-- EXCERPTED RECORDS follows --

PR #2250, opened 2025-06-26
IA-4336 Fix: Bulk upload fails when updating an instance without entity

bramj:
- Add fix for edge case of updating an instance when there's no entity attached
- Add 2 tests for missing scenarios of creating/updating instances without entities

Related JIRA tickets : https://bluesquare.atlassian.net/browse/IA-4336


tdethier (approved):
LGTM :+1: 

Thanks for the tests and comments!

-- EXCERPTED RECORDS concluded --

— PROBLEM TO SOLVE —
Each line above holding the string "entity" counts once; please report the total and nothing more.

— ANSWER SECTION —
2